→ **WORK REQUEST**: Take each line of the listing that has the string "cases" and report it.

→ **MATERIAL TO PROCESS**:
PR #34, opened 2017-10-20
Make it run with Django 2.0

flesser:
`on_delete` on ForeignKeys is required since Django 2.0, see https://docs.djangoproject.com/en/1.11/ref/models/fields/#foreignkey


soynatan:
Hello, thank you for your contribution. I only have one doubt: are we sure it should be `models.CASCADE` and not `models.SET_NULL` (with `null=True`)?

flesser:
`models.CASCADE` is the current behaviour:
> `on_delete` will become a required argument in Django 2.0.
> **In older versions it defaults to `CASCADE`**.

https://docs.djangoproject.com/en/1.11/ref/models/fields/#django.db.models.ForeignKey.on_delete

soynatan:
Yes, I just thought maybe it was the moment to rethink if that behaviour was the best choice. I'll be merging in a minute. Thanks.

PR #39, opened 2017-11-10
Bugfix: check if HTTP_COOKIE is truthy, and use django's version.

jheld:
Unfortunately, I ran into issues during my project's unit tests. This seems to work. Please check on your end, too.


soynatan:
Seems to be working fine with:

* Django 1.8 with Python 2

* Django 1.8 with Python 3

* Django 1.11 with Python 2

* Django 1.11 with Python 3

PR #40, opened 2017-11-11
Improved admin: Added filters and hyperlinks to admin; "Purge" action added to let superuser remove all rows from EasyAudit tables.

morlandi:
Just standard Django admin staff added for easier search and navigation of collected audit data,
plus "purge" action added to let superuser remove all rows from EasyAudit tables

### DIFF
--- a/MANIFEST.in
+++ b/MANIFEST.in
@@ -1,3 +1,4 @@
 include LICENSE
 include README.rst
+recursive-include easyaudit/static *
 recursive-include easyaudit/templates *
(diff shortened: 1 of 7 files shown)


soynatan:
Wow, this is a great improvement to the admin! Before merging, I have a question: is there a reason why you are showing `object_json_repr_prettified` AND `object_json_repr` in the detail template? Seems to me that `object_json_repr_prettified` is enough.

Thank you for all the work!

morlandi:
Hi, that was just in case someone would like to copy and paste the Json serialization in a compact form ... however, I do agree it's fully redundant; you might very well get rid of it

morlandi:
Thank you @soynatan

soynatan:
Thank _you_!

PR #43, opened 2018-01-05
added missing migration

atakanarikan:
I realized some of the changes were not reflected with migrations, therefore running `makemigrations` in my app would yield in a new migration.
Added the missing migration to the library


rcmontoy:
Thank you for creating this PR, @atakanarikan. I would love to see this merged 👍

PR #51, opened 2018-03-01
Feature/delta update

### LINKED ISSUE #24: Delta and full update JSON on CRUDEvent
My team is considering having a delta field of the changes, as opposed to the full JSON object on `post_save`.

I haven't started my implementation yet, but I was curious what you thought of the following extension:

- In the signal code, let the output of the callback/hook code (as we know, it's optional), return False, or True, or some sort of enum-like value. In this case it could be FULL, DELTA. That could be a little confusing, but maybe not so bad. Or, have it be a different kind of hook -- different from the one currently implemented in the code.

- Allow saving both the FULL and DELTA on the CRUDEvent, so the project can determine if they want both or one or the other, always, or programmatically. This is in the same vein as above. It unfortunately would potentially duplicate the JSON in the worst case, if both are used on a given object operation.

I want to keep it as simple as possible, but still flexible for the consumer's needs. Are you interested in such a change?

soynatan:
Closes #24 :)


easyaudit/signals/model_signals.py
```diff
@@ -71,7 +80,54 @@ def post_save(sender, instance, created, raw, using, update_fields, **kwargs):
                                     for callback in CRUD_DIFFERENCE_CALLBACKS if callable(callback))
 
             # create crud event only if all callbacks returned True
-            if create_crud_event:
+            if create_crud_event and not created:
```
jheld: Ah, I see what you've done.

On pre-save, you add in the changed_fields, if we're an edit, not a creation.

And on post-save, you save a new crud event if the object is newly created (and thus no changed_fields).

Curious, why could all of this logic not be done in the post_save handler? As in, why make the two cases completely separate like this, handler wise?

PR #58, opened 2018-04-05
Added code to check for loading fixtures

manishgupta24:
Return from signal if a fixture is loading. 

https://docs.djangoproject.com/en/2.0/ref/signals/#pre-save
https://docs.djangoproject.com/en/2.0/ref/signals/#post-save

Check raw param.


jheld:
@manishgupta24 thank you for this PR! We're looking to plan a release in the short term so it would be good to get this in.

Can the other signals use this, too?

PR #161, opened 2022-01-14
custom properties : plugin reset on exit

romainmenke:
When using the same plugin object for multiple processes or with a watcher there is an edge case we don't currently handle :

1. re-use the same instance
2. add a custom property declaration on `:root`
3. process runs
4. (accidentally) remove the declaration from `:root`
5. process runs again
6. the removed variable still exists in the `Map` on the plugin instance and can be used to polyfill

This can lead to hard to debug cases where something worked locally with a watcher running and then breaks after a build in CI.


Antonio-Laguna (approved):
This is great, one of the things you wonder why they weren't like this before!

---

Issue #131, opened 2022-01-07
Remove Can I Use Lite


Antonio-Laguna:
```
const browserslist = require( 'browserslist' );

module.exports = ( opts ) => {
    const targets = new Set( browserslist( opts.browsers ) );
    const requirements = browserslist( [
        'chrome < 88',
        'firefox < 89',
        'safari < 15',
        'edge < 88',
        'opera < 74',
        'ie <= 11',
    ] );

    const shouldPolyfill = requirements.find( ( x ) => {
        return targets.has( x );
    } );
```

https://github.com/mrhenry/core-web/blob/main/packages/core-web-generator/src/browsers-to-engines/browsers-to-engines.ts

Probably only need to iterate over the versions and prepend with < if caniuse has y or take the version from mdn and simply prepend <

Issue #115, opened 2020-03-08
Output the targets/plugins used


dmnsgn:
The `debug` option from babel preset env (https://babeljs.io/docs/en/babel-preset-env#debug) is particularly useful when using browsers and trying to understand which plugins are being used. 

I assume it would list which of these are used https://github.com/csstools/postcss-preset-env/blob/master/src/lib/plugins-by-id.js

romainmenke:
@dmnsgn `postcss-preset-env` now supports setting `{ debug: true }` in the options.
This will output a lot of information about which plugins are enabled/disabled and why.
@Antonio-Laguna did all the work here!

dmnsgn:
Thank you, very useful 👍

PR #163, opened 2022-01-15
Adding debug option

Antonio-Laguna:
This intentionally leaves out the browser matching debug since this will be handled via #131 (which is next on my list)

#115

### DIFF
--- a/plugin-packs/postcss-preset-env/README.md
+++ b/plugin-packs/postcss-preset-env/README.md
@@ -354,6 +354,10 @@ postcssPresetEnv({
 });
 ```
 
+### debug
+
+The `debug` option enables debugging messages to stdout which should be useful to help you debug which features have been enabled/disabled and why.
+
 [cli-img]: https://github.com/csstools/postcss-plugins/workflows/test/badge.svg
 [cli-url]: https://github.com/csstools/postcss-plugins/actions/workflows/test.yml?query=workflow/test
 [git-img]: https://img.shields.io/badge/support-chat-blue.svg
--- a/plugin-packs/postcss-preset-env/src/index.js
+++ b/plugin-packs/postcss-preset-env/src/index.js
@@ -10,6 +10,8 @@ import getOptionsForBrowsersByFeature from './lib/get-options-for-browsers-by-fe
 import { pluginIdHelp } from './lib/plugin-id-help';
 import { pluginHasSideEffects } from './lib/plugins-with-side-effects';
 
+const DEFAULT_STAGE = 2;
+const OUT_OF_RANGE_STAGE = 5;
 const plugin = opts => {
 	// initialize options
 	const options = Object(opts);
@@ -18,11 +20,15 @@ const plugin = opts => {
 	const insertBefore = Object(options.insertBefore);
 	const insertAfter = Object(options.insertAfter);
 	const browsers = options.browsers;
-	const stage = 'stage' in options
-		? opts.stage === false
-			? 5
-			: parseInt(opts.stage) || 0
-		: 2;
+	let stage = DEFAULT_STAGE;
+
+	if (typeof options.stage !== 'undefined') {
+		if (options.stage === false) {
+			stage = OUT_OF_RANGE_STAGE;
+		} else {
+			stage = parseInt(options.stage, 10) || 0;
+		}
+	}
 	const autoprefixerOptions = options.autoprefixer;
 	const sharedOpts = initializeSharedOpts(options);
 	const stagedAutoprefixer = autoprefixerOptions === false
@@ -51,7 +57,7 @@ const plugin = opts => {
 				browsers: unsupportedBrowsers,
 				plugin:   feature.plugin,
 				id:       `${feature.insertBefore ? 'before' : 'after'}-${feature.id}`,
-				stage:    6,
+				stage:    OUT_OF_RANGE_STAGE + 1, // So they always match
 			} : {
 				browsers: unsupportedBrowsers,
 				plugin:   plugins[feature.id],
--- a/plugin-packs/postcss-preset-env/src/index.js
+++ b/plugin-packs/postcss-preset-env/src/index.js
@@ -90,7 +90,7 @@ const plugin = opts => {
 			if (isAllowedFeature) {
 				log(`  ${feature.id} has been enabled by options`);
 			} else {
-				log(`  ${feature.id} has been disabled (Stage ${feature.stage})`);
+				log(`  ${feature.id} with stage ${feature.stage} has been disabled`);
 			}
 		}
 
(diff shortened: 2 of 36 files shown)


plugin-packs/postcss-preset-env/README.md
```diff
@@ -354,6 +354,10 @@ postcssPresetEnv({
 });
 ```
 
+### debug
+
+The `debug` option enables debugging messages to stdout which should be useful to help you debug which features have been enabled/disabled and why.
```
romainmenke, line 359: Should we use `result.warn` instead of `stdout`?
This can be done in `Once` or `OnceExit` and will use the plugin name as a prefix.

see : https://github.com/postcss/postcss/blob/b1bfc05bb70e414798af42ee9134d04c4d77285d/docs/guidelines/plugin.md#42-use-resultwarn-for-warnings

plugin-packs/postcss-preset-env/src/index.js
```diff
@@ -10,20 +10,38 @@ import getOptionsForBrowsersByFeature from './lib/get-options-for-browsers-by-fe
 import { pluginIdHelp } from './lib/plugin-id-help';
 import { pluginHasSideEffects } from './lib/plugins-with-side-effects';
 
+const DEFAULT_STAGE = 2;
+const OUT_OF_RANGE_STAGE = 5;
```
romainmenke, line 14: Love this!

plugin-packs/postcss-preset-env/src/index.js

→ **RESULT OF THE TASK**:
Curious, why could all of this logic not be done in the post_save handler? As in, why make the two cases completely separate like this, handler wise?
This can lead to hard to debug cases where something worked locally with a watcher running and then breaks after a build in CI.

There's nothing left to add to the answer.